Self government, isn't that called autarchy?

----------


## Ronin Truth

*"Christianity in its true sense puts an end to the State. It was so understood from its very beginning, and for that Christ was crucified." -- Leo Tolstoy*

----------


## Ronin Truth

> [Mod note: this is a theory/claim, it is not a proven fact]


You show me your theory/claim/proven fact evidence, and I'll show you mine.  LOL!

----------


## GunnyFreedom

Since we're all stuck on mod notes and procedural nonsense, I will again attempt to bring the thread back on topic. Unless nobody actually cares about the topic and are just using this as an opportunity to blow raspberries at the mods?

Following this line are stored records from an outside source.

PR #6464, opened 2017-01-17
Output DWARF informations for the enum declarations

LemonBoy:
As noted by @mathias-lang-sociomantic in [this ticket](https://issues.dlang.org/show_bug.cgi?id=15630) `gdb` wouldn't show the value of the enum-typed parameter.
Further investigation showed that this was never implemented or has been thrown away at some point so I took the chance and implemented it and also extended the functionality a bit: it now works with every enum with an integral base type, both signed and unsigned, ranging from {u,}byte to {u,}long.

It hasn't been tested on x86, only x64.

Some technical infos: the `SENforward` flag is now ignored since it was only set once in the whole codebase (in `type_enum` and never cleared) and is not needed for our purpose (I can remove the whole `#if 0` block and/or the flag itself if needed). We now emit a `DW_AT_type` for the enumeration type like other cooler compilers do (I've cross-checked this with `LDC`, we're pretty cool).

PR #7388, opened 2017-12-02
Fix Issue 15630 - gdb: <incomplete type> for enums values

JinShil:
Attempted revival of #6464

Special thanks to @LemonBoy 

cc @ibuclaw

### DIFF
--- a/src/dmd/backend/dwarf.c
+++ b/src/dmd/backend/dwarf.c
@@ -2731,6 +2731,8 @@ unsigned dwarf_typidx(type *t)
                 1,                      // child (the subrange type)
                 DW_AT_name,             DW_FORM_string,
                 DW_AT_byte_size,        DW_FORM_data1,
+                DW_AT_type,             DW_FORM_ref4,
+                DW_AT_enum_class,       DW_FORM_flag,
                 0,                      0,
             };
             static unsigned char abbrevTypeEnumMember[] =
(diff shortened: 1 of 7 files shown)


src/ddmd/toctype.d
```diff
@@ -170,14 +170,24 @@ public:
         //printf("TypeEnum::toCtype() '%s'\n", t.sym.toChars());
         if (t.mod == 0)
         {
+            auto baseType = t.sym.memtype.toBasetype();
             if (!t.sym.memtype)
```
ibuclaw: Not a good place to dereference memtype, considering this condition.

ibuclaw (dismissed):
And as per @MartinNowak comments, needs test in testsuite.

src/ddmd/toctype.d
JinShil: Ok, how about now?

JinShil: > And as per @MartinNowak comments, needs test in testsuite.

Added.

JinShil:
Fails for `enum E : long` on 32-bit platforms.  I don't know why yet.

JinShil:
I'm not willing to pursue this anymore.  Closing.

JinShil:
Filed an issue for the 32-bit backend bug at https://issues.dlang.org/show_bug.cgi?id=18191

quickfur:
ping

Any progress on this?  This is making dmd-generated executable rather debugger-unfriendly, as enums cannot be inspected (gdb just prints `<incomplete type>` for the enum value.

PR #7389, opened 2017-12-02
Make deprecation warnings compile errors

wilzbach:
This is already the way we build Phobos + Tools.
See also: https://github.com/dlang/phobos/pull/5546
The idea is that whenever sth. gets deprecated in Druntime or Phobos a replacement needs to exists. By always building with `-de`, we can enforce that the replacement really exists and force the person who submits the deprecation to look after the fallout.

CC @ZombineDev @CyberShadow


CyberShadow:
Looks like this needs some code fixes first as well.

wilzbach:
> Looks like this needs some code fixes first as well.

Fixed.

PR #7391, opened 2017-12-03
use UD2 instead of HLT instruction

WalterBright:
Adam Ruppe suggested it:

http://www.digitalmars.com/d/archives/digitalmars/D/Thoughts_about_D_308441.html#N308711

```
hlt kinda bothers me because it actually has a meaning. You're 
just abusing the fact that it is privileged so it traps on 
operating systems, but on bare metal, it just pauses until the 
next interrupt.
int 3, on the other hand, is explicitly for debugging - which is 
what we want asserts to be.
```

### DIFF
--- a/src/ddmd/backend/cod2.c
+++ b/src/ddmd/backend/cod2.c
@@ -7,6 +7,7 @@
  * Authors:     $(LINK2 http://www.digitalmars.com, Walter Bright)
  * License:     $(LINK2 http://www.boost.org/LICENSE_1_0.txt, Boost License 1.0)
  * Source:      $(LINK2 https://github.com/dlang/dmd/blob/master/src/ddmd/backend/cod2.c, backend/cod2.c)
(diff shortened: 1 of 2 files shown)


rainers:
The downside is that int3 also has a meaning ;-) Especially you can step over it in a debugger, which is not what you want.
On Win32, `hlt` can be handled by `catch(Throwable)` without the debugger popping up, while `int3` always stops the process in the debugger.

ZombineDev:
What about int 3, followed by [UD2](http://x86.renejeschke.de/html/file_module_x86_id_318.html)?

rainers:
> How about int 3, followed by UD2?

Just `UD2` should be fine, too. It is likely to be treated similar to `hlt` in a debugger.

ibuclaw:
More of an FYI, gdc emits ud2.  Not sure if that would influence any decision here.

WalterBright:
UD2 does sound like a better choice.

rainers (approved):

PR #7392, opened 2017-12-03
'throw' makes a block BCexit

WalterBright:
As suggested by Nicholas Wilson.

### DIFF
--- a/src/ddmd/backend/cgcod.c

> The reason this is so hard to pin down is because of perspective.  Yeshua is decidedly NOT anarchist if your perspective/perception includes the realm of eternity, as there is a decidedly fixed order of governance in the Kingdom of Heaven, which (although currently relegated to the eternal realm) is clearly a 'government' with 'leaders,' and therefore does not qualify as anarchism.  If your perspective/perception _only_ includes the _temporal_ realm (that is, the space-time continuum), then He _could_ be described as 'anarchistic' as God never really held much fondness for worldly kings and such.  The exceptions that He did not hate, like King David, simply prove the rule that almost no human being is qualified to govern.
> 
> So yes, Yeshua is an anarchist -- ONLY if you do not consider the realm of Eternity and the Kingdom of Heaven as being real.  If you believe in the Kingdom of Heaven and the Realm of Eternity, then He could NOT be described as an anarchist, as He clearly supports the leadership of God, the Holy Spirit, and the Messiah.
> 
> So the _worldly_ perspective, when taken logically will render the idea of Yeshua as an anarchist; while the _eternal_ perspective, when taken logically, will refute the idea.  What I am saying is that both 'sides' of this question are accurately describing what they personally see.  The worldly minded are saying "He was an anarchist," while the eternal minded are saying "He supports a Kingdom government with leadership."  Both are correct _within their individual frames of reference_. 
> 
> Both sides of this question each have overwhelming and obvious evidence towards their own points, and the two positions pass each other without colliding because the point of contention is neither the 'anarchist' conclusion nor the 'Kingdom' conclusion, but the fundamental premises that make up the worldviews of the two opposing parties.
> 
> Until both parties have some common frame of reference, then any debate over the conclusions is really just an exercise in futility.

----------


## Ronin Truth

> Since we're all stuck on mod notes and procedural nonsense, I will again attempt to bring the thread back on topic. Unless nobody actually cares about the topic and are just using this as an opportunity to blow raspberries at the mods?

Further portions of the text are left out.